Hal what is the proper way to know whether it is tartaric or citric? I would certainly assume that we would not have Sulfuric levels infine drinkable wine know would we?
From what I understand about what you said then When using the Vinoferm acidometer and a PH meter then I would watch for the next drop or drops to really cause the ph to take off towards the alkaline side then. In other words when I see that first big jump in ph thatwould be the end point?

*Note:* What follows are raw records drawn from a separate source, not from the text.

Issue #12437, opened 2025-07-21
Linter plugins: Various changes


overlookmotel:
A short "shopping list" of potential changes/optimizations to JS linter plugins.

The first is a potential edge case bug. The rest are not urgent or important, but I just wanted to note them down somewhere.

* [ ] `ExternalPluginStore` should not contain `plugin_names`.
  * Plugin name to plugin ID should be resolved on a per-config basis
    (because 2 plugins can have same name but be different plugins).
  * Configs should store plugin IDs.
* [ ] Remove `registered_plugin_paths` from `ExternalPluginStore`. It's only needed while building configs, but never used again after that stage.
* [ ] `external_rules_for_override` in `OxlintRules::override_rules` could be a `FixedBitSet`?
  There probably aren't that many external rules, so `FxHashMap<ExternalRuleId, AllowWarnDeny>` is inefficient.
* [ ] Use only 1 `Resolver` for all nested configs - creating a `Resolver` is not cheap, and if there's only one, they'll all use the same cache.
* [x] When JS plugin creates an error, code to get severity for rule is not optimal:
  * It has to search through `external_rules` to find the entry with `RuleId`
  * #12482
* [x] JS class for `Context`. #12440
* [x] Recycle `Context` objects. #12475
* [x] Add `id` property (rule name) to `Context`. #12480
* [x] Improve perf of merging multiple visitors when many rules. #12472

PR #12481, opened 2025-07-23
feat(napi/oxlint): add `getFilename` + `getPhysicalFilename` methods to `Context`

overlookmotel:
Add `getFilename` and `getPhysicalFilename` methods to `Context`, to match ESLint's API.

PR #12482, opened 2025-07-23
refactor(napi/oxlint): diagnostics communicate which rule via rule index, not rule ID

overlookmotel:
Related to #12437.

Diagnostics sent from JS to Rust specify which rule the diagnostic relates to via an index into `external_rules`, instead of the `ExternalRuleId`. This allows removing the loop over `external_rules` on Rust side to find the relevant rule.

### DIFF
--- a/crates/oxc_linter/src/external_plugin_store.rs
+++ b/crates/oxc_linter/src/external_plugin_store.rs
@@ -79,11 +79,13 @@ impl ExternalPluginStore {
         })
     }
 
-    pub fn resolve_plugin_rule_names(&self, external_rule_id: u32) -> Option<(&str, &str)> {
-        let external_rule = self.rules.get(ExternalRuleId::from_raw(external_rule_id))?;
+    pub fn resolve_plugin_rule_names(
+        &self,
+        external_rule_id: ExternalRuleId,
+    ) -> (/* plugin name */ &str, /* rule name */ &str) {
+        let external_rule = &self.rules[external_rule_id];
         let plugin = &self.plugins[external_rule.plugin_id];
-
-        Some((&plugin.name, &external_rule.name))
+        (&plugin.name, &external_rule.name)
     }
 }
 
--- a/napi/oxlint2/src-js/index.js
+++ b/napi/oxlint2/src-js/index.js
@@ -51,18 +51,18 @@ async function loadPluginImpl(path) {
 
   // TODO: Use a validation library to assert the shape of the plugin, and of rules
   const pluginName = plugin.meta.name;
-  let ruleId = registeredRules.length;
+  const offset = registeredRules.length;
   const ruleNames = [];
-  const ret = { name: pluginName, offset: ruleId, ruleNames };
 
   for (const [ruleName, rule] of Object.entries(plugin.rules)) {
     ruleNames.push(ruleName);
-    registeredRules.push({ rule, context: new Context(ruleId, `${pluginName}/${ruleName}`) });
-    ruleId++;
+    registeredRules.push({ rule, context: new Context(`${pluginName}/${ruleName}`) });
   }
 
-  return JSON.stringify({ Success: ret });
+  return JSON.stringify({ Success: { name: pluginName, offset, ruleNames } });
 }
+
+let setupContextForFile;
 
 /**
  * Context class.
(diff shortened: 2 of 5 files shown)


overlookmotel:
* **#12481** <a href="https://app.graphite.dev/github/pr/oxc-project/oxc/12481?utm_source=stack-comment-icon" target="_blank">Graphite</a>
* **#12497** <a href="https://app.graphite.dev/github/pr/oxc-project/oxc/12497?utm_source=stack-comment-icon" target="_blank">Graphite</a>
* **#12482** <a href="https://app.graphite.dev/github/pr/oxc-project/oxc/12482?utm_source=stack-comment-icon" target="_blank">Graphite</a> 👈 <a href="https://app.graphite.dev/github/pr/oxc-project/oxc/12482?utm_source=stack-comment-view-in-graphite" target="_blank">(View in Graphite)</a>
* `main`
<hr />

You must have a Graphite account in order to use the merge queue. Sign up using [this link](https://app.graphite.dev/invite/github/oxc-project?ref=merge-queue-instructions-in-stack-comment&prId=12482).

<h2></h2>
<sub>

</sub>

<sub>

</sub>

<h2></h2>

crates/oxc_linter/src/external_plugin_store.rs
```diff
@@ -79,8 +79,11 @@ impl ExternalPluginStore {
         })
     }
 
-    pub fn resolve_plugin_rule_names(&self, external_rule_id: u32) -> Option<(&str, &str)> {
-        let external_rule = self.rules.get(ExternalRuleId::from_raw(external_rule_id))?;
+    pub fn resolve_plugin_rule_names(
+        &self,
+        external_rule_id: ExternalRuleId,
+    ) -> Option<(&str, &str)> {
+        let external_rule = self.rules.get(external_rule_id)?;
```
camc314: if the argument here is `ExternalRuleId`, I don't think we need to use `.get` since we're indexing into the index vec with the correct key

camc314: the reason this returned an option originally is because you could pass in an arbitary `u32` value which might not be in the correct range.

(i guess you could pass in an arbitary value for `ExternalRuleId`, but it's a lot less likley

napi/oxlint2/src-js/index.js
```diff
@@ -51,41 +51,39 @@ async function loadPluginImpl(path) {
...
-  let ruleId = registeredRules.length;
+  const offset = registeredRules.length;
   const ruleNames = [];
-  const ret = { name: pluginName, offset: ruleId, ruleNames };
 
   for (const [ruleName, rule] of Object.entries(plugin.rules)) {
     ruleNames.push(ruleName);
-    registeredRules.push({ rule, context: new Context(ruleId, `${pluginName}/${ruleName}`) });
-    ruleId++;
+    registeredRules.push({ rule, context: new Context(`${pluginName}/${ruleName}`) });
```
camc314, line 59: unrelated, but just noticed, should we re-use the string for the `pluginName/ruleName` rather than creating it? might need benching

napi/oxlint2/src-js/index.js
```diff
@@ -123,6 +121,14 @@ class Context {
...
     return this.physicalFilename;
   }
+
+  static {
+    setupContextForFile = (context, ruleIndex, filePath) => {
+      context.#ruleIndex = ruleIndex;
+      context.filename = filePath;
+      context.physicalFilename = filePath;
+    };
+  }
```
camc314: out of interest is static faster than a non-static method directly on the class??

camc314: lgtm

overlookmotel: Making `setupContextForFile` a normal class method would be simpler, but that'd expose the method to user, which we don't want to do.

We have to have this function inside the class body because it's not possible to set `#ruleIndex` private property from outside the class.

I'll add a comment to clarify the rationale here.

napi/oxlint2/src-js/index.js
overlookmotel: How do you mean? This is when rule is registered, which only happens once. So I think each string is only created once.

We could do this:

```js
const pluginNameWithSlash = `${pluginName}/`;
for (const [ruleName, rule] of Object.entries(plugin.rules)) {
  ruleNames.push(ruleName);
  registeredRules.push({ rule, context: new Context(`${pluginNameWithSlash}${ruleName}`) });
}
```

But I'm not sure if that'd be a perf improvement or not. If it is, I doubt the difference would be measurable.

camc314: probably won't have a perf diff, but i more meant changing `plugin.rules shape to be like
```
type Rules = { [ruleName: string]: { fullName: `${pluginName}/${ruleNme}`, rule: any } }
```

so we only construct `fullName` once. not important to optimize right now though.

Currently we construct `${pluginNameWithSlash}${ruleName}`` num files * num rules times, but we could just change it to construct a max of `num rules` times.

crates/oxc_linter/src/external_plugin_store.rs
overlookmotel: Good point. While there's no real difference between `u32` and `ExternalRuleId`, the ID now comes from within Rust code, rather than being passed from JS, so we can have more confidence that's it's valid.

I've pushed a commit to make `resolve_plugin_rule_names` infallible.

napi/oxlint2/src-js/index.js
overlookmotel: But that's what I'm saying. We only construct it `num rules` times. This code is in `loadPlugin`, not `lintFile`.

Both NAOH's were purchased from George and should have been the LD Carlson brand and the same strength according to the bottle label. Thanks as always for you input, Lynn


----------



## Hal Maulden (Mar 1, 2006)

Lynn,


Without performing Paper Chromotography you cannot determine which acid is dominate. And even with that, PC does not give you %, because it is only a qualitative. In most, if not all, cases your wine will contain a mixture of Malic, Latic, Tartaric and possibly Citric. In many test kits that refer to the acids in PPT (parts per thousand) it is "expressed" as sulfuric. You are correct in that the wine does not contain sulfuric. What I mean by expressed is that when a titration is performed, there is a calculation that takes the amount of NaOH (base) used to nuetralize the acid and convert that, by calculation to be expressed as a particular acid. An example would be, if you did a titration and converted the acid to % latic and then calculated it and expressed it as % Sulfuric, the latic value would be a much higher % because it is a much weaker acid. In other words, it takes much less NaOH to nuetralize 1% latic than it would to nuetralize 1% sulfuric or tartaric.


Now, with this said, it really doesn't matter how you express it, just that you do it the same way all the time. In most cases the standard for most test kits is % tartaric. This is what i use and it works well for me. 


I hope this has helped.


Hal


----------